**TASK BRIEF:**
Work through the entries below and show every line in which "anyone" is found.

**RECORDS PROVIDED:**
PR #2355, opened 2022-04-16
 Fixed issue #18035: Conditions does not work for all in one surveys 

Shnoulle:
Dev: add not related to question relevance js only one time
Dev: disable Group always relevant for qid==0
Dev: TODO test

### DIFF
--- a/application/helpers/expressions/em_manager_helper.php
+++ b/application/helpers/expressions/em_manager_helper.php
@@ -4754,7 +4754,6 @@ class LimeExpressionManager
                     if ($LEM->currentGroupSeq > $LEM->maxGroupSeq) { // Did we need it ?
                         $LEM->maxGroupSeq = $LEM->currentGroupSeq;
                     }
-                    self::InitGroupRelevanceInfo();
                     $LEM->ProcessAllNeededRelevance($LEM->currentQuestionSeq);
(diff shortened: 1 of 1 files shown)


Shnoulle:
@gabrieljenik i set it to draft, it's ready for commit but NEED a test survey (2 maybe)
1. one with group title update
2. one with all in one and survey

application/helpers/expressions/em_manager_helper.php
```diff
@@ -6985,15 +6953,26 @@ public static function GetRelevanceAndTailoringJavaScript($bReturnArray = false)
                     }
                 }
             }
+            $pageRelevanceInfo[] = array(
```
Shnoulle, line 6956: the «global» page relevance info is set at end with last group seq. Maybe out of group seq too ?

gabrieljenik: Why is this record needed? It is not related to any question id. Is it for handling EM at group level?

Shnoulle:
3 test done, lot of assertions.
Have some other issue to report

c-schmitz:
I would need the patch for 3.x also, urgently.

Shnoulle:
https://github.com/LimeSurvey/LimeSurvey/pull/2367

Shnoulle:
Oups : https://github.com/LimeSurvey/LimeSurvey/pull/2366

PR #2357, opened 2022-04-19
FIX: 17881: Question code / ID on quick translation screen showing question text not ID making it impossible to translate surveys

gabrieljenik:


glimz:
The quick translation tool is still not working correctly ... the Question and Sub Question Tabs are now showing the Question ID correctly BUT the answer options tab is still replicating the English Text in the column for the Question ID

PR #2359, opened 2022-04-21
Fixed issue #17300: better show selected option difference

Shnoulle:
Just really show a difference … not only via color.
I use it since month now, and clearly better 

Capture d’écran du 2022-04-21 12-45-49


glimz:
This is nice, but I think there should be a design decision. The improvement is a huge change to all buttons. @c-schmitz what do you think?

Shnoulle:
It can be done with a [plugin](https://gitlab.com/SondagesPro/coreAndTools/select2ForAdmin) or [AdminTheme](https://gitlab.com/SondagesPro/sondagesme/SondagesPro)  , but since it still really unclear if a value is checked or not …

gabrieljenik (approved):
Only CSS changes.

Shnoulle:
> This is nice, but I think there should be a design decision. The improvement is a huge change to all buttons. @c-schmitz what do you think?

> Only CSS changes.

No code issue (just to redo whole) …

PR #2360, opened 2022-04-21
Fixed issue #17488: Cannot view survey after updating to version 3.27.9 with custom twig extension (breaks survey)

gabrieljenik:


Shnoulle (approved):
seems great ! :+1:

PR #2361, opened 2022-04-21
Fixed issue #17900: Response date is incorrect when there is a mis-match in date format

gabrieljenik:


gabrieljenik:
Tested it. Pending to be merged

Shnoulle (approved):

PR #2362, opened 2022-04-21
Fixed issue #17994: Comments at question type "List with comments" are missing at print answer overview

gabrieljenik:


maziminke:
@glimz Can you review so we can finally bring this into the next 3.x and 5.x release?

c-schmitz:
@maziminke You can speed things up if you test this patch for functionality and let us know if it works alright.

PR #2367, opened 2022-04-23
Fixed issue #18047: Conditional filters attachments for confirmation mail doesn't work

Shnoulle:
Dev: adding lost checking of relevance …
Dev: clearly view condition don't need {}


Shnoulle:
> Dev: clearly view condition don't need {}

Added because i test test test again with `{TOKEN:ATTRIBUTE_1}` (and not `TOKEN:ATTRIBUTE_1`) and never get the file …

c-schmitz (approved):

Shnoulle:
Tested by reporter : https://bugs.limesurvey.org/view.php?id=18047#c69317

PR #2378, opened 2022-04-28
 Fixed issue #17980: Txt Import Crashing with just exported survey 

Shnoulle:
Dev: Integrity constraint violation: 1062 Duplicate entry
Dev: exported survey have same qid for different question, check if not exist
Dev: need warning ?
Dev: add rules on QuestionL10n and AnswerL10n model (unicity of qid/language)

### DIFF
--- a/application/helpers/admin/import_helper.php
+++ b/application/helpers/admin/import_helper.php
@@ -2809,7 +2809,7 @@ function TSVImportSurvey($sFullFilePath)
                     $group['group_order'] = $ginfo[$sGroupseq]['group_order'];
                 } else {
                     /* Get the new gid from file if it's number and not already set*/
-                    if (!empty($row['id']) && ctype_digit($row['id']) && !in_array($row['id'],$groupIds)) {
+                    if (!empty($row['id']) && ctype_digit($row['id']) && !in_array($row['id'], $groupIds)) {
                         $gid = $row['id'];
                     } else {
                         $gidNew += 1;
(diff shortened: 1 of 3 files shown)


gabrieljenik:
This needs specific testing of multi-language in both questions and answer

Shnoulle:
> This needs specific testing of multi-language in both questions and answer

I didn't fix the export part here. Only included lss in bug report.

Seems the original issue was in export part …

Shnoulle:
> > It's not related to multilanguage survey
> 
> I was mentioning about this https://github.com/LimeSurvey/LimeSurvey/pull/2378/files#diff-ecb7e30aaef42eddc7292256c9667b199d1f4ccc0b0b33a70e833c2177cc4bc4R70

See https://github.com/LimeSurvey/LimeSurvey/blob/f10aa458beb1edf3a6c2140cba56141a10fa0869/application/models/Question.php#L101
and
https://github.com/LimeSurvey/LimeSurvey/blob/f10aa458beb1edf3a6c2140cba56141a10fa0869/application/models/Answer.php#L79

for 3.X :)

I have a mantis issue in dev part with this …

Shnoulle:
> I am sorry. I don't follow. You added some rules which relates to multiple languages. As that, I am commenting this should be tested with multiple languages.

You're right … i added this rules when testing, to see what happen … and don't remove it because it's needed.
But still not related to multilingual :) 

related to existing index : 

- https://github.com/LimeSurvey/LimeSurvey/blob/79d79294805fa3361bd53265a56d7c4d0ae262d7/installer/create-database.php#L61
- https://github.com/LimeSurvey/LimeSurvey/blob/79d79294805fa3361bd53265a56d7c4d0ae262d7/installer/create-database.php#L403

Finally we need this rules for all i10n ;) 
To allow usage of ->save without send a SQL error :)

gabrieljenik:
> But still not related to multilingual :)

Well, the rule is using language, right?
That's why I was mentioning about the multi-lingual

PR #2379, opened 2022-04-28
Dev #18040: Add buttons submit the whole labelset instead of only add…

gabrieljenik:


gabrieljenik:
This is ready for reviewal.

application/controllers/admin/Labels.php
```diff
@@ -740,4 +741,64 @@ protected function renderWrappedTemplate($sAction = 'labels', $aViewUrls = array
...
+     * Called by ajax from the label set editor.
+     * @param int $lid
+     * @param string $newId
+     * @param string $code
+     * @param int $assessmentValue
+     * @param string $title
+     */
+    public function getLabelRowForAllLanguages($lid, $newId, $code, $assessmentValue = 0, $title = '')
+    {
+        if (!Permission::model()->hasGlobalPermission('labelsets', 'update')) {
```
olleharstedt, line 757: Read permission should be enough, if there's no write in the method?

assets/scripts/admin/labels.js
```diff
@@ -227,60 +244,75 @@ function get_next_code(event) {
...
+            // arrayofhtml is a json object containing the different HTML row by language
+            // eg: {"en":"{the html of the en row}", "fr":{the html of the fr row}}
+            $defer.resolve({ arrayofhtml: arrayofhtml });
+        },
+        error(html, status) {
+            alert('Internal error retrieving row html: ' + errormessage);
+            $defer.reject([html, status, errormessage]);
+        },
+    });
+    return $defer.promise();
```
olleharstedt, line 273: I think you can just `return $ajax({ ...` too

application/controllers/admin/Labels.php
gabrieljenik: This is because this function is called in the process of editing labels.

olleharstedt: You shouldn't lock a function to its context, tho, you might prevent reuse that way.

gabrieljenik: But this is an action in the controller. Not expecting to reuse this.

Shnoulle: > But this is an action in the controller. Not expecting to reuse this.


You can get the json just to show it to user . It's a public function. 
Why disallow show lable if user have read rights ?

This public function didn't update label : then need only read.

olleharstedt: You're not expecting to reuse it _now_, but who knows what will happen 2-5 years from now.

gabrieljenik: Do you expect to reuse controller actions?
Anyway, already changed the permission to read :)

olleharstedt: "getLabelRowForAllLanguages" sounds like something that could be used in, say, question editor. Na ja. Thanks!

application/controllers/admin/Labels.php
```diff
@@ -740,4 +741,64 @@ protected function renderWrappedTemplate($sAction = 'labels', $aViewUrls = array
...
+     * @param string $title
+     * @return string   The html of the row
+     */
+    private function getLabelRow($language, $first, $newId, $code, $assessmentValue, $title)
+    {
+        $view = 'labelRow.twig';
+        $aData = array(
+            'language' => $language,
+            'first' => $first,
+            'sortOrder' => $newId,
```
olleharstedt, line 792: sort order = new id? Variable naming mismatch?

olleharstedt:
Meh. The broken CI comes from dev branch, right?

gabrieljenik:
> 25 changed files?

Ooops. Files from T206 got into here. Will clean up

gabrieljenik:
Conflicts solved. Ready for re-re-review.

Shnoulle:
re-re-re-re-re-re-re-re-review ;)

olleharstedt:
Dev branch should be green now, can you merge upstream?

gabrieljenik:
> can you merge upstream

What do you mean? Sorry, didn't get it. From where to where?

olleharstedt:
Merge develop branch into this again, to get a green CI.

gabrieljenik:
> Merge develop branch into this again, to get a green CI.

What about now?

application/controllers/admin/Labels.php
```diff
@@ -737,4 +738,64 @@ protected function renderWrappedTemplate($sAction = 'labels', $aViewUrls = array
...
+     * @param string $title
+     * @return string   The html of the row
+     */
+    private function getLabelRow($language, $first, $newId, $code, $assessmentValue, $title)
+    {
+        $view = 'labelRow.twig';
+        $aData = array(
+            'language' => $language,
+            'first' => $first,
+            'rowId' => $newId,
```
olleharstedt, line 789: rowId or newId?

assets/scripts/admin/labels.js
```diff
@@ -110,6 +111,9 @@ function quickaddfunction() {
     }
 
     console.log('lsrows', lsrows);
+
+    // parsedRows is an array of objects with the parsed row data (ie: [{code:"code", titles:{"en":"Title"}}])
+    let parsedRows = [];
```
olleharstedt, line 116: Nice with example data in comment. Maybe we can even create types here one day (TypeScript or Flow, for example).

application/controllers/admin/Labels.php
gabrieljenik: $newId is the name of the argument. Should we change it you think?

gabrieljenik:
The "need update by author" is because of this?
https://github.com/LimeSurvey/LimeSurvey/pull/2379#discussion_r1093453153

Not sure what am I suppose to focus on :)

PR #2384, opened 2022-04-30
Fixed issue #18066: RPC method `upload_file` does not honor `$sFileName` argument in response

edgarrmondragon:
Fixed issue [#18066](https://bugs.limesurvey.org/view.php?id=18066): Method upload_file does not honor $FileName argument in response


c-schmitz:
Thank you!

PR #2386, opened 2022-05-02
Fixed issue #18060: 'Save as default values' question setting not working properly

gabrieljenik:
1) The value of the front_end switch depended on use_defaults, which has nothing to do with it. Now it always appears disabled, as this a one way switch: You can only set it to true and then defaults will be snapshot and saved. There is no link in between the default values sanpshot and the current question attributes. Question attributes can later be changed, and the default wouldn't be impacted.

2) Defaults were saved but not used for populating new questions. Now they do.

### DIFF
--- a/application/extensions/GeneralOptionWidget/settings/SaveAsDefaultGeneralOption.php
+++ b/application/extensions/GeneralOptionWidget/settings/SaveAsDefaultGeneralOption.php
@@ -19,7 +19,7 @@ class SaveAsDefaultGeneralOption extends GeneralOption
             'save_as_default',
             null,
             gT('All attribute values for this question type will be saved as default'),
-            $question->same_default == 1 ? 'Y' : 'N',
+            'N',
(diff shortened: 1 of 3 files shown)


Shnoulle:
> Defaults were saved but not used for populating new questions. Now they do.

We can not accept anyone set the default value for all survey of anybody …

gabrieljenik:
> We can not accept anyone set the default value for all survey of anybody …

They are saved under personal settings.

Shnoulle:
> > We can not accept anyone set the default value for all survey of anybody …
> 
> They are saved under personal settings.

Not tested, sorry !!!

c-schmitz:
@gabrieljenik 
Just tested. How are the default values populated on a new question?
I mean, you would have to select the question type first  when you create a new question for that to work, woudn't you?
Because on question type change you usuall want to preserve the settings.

**SOLUTION FOR THIS EXERCISE:**
We can not accept anyone set the default value for all survey of anybody …
> We can not accept anyone set the default value for all survey of anybody …
> > We can not accept anyone set the default value for all survey of anybody …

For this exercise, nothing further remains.